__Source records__

----------

PR #977, opened 2016-12-08
fix bug: generating overload names from generic method.

vwxyzh:
@chenkennt @ansyral @hellosnow @vicancy @superyyrrzz @qinezh


superyyrrzz:
:shipit:

hellosnow:
:shipit:

PR #978, opened 2016-12-08
continue fixing bug: report file dependnecy shouldn't crash when link contains illegal characters

ansyral:


hellosnow:
:shipit:

PR #982, opened 2016-12-08
perf: add cache for hostserviceCreatorWithCache

ansyral:
when compared pre-release docfx with last release docfx, the perf shows that Load phase takes much more time. Add cache to fix it.

@vwxyzh @vicancy @hellosnow @qinezh @superyyrrzz @chenkennt

### DIFF
--- a/src/Microsoft.DocAsCode.Build.Engine/HostServiceCreatorWithIncremental.cs
+++ b/src/Microsoft.DocAsCode.Build.Engine/HostServiceCreatorWithIncremental.cs
@@ -31,27 +31,13 @@ namespace Microsoft.DocAsCode.Build.Engine
         public override bool ShouldProcessorTraceInfo(IDocumentProcessor processor)
         {
             var key = $"trace-{processor.Name}";
-            bool result;
-            if (_cache.TryGetValue(key, out result))
-            {
-                return result;
-            }
-            result = ShouldProcessorTraceInfoCore(processor);
-            _cache[key] = result;
-            return result;
+            return _cache.GetOrAdd(key, ShouldProcessorTraceInfoCore(processor));
         }
 
         public override bool CanProcessorIncremental(IDocumentProcessor processor)
         {
             var key = $"canIncremental-{processor.Name}";
-            bool result;
-            if (_cache.TryGetValue(key, out result))
-            {
-                return result;
-            }
-            result = CanProcessorIncrementalCore(processor);
-            _cache[key] = result;
-            return result;
+            return _cache.GetOrAdd(key, CanProcessorIncrementalCore(processor));
         }
 
         public override HostService CreateHostService(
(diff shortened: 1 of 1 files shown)


src/Microsoft.DocAsCode.Build.Engine/HostServiceCreatorWithIncremental.cs
```diff
@@ -111,5 +116,29 @@ private void PostCreate(HostService hostService, IEnumerable<FileAndType> files)
                 IncrementalContext.ReportModelLoadInfo(hostService, loadedFiles, BuildPhase.PreBuildBuild);
             }
         }
+
+        private bool ShouldProcessorTraceInfoCore(IDocumentProcessor processor)
```
hellosnow: >ShouldProcessorTraceInfoCore [](start = 21, length = 28)

question: why the method is checking incremental, but naming with should processor trace info?

superyyrrzz:
:clock1:

src/Microsoft.DocAsCode.Build.Engine/HostServiceCreatorWithIncremental.cs
ansyral: if a processor, like resourceProcessor, doesn't support incremental, we won't save any intermediate files for it, which is the name's meaning.

qinezh:
:shipit:

ansyral:
close it as it turns out this isn't the root cause that Load becomes so much slower

ansyral:
after not calling gitutility in ResourceDocumentProcessor.Load, the perf is back to normal. still open this as it could improve perf when files count is large

src/Microsoft.DocAsCode.Build.Engine/HostServiceCreatorWithIncremental.cs
```diff
@@ -27,26 +30,28 @@ public HostServiceCreatorWithIncremental(DocumentBuildContext context) : base(co
 
         public override bool ShouldProcessorTraceInfo(IDocumentProcessor processor)
         {
-            if (!(processor is ISupportIncrementalDocumentProcessor))
+            var key = $"trace-{processor.Name}";
+            bool result;
+            if (_cache.TryGetValue(key, out result))
```
ansyral: nice

src/Microsoft.DocAsCode.Build.Engine/HostServiceCreatorWithIncremental.cs
```diff
@@ -111,5 +116,29 @@ private void PostCreate(HostService hostService, IEnumerable<FileAndType> files)
                 IncrementalContext.ReportModelLoadInfo(hostService, loadedFiles, BuildPhase.PreBuildBuild);
             }
         }
+
+        private bool ShouldProcessorTraceInfoCore(IDocumentProcessor processor)
+        {
+            if (!(processor is ISupportIncrementalDocumentProcessor))
+            {
+                Logger.LogVerbose($"Processor {processor.Name} cannot suppport incremental build because the processor doesn't implement {nameof(ISupportIncrementalDocumentProcessor)} interface.");
```
hellosnow: update the suppport to support? :)

---
In reply to: [91652735](https://github.com/dotnet/docfx/pull/982#discussion_r91652735) [](ancestors = 91652735)

hellosnow:
:shipit:

PR #994, opened 2016-12-12
Ignore derivedClasses temporarily

qinezh:


src/Microsoft.DocAsCode.DataContracts.ManagedReference/ItemViewModel.cs
```diff
@@ -279,7 +279,7 @@ public string FullNameForVB
         [JsonProperty("inheritance")]
         public List<string> Inheritance { get; set; }
 
-        [YamlMember(Alias = "derivedClasses")]
+        [YamlIgnore]
```
vwxyzh: Try `ApiBuildOutput.DerivedClasses`

PR #996, opened 2016-12-12
Refine merger definition in ApplyOverwriteDocument

hellosnow:
@vwxyzh @qinezh @chenkennt @superyyrrzz @ansyral @vicancy

### DIFF
--- a/src/Microsoft.DocAsCode.Build.Common/ApplyOverwriteDocument.cs
+++ b/src/Microsoft.DocAsCode.Build.Common/ApplyOverwriteDocument.cs
@@ -14,12 +14,12 @@ namespace Microsoft.DocAsCode.Build.Common
 
     public abstract class ApplyOverwriteDocument : BaseDocumentBuildStep
     {
+        private readonly MergerFacade _merger;
+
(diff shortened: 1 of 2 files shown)


superyyrrzz:
:shipit:

qinezh:
:shipit:

qinezh:
one question: why choose `override method` instead of `override field` directly in this case?

hellosnow:
Fields cannot be overridden...

---
In reply to: [266609831](https://github.com/dotnet/docfx/pull/996#issuecomment-266609831) [](ancestors = 266609831)

qinezh:
Sorry, what I mean is Property `protected override MergerFacade Merger { get; }`

hellosnow:
Since want to reuse IMerger as MergerDecorator, to fill in MergerFacade, so the variable is IMerger instead of MergerFacade. For the GetMerger() method, I think it's both ok for override method or override property.

---
In reply to: [266618725](https://github.com/dotnet/docfx/pull/996#issuecomment-266618725) [](ancestors = 266618725)

PR #1002, opened 2016-12-15
Fix bug that see/seealso href without link text not shows in browser

qinezh:
example:

`<see href="http://bing.com"/>` in triple slash comments will be rendered as `<div><span><a href="http://bing.com"></a></span></div>
` and can't be displayed in browser.

### DIFF
--- a/src/Microsoft.DocAsCode.Metadata.ManagedReference/Parsers/TripleSlashCommentModel.cs
+++ b/src/Microsoft.DocAsCode.Metadata.ManagedReference/Parsers/TripleSlashCommentModel.cs
@@ -375,7 +375,7 @@ namespace Microsoft.DocAsCode.Metadata.ManagedReference
                 }
                 else if (!string.IsNullOrEmpty(url))
                 {
-                    yield return new LinkInfo { AltText = altText, LinkId = url, LinkType = LinkType.HRef };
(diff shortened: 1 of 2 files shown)


hellosnow:
>                         yield return new LinkInfo { AltText = altText, LinkId = type, CommentId = commentId, LinkType = LinkType.CRef };

should this altText check null as well?

---
Refers to: src/Microsoft.DocAsCode.Metadata.ManagedReference/Parsers/TripleSlashCommentModel.cs:373 in a13d857. [](commit_id = a13d857727738510b3b2dc98728b11d49bfc69e8, deletion_comment = False)

hellosnow:
:shipit:

qinezh:
>                         yield return new LinkInfo { AltText = altText, LinkId = type, CommentId = commentId, LinkType = LinkType.CRef };

no need, cref with comment id has its own fallback logic.

---
In reply to: [267251030](https://github.com/dotnet/docfx/pull/1002#issuecomment-267251030) [](ancestors = 267251030)

---
Refers to: src/Microsoft.DocAsCode.Metadata.ManagedReference/Parsers/TripleSlashCommentModel.cs:373 in a13d857. [](commit_id = a13d857727738510b3b2dc98728b11d49bfc69e8, deletion_comment = False)

superyyrrzz:
:shipit:

vicancy:
:shipit:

----------

__Instructions for the task__
Across the records, count the lines that contain the word "ApplyOverwriteDocument" and give that figure alone.

__Problem solution__
4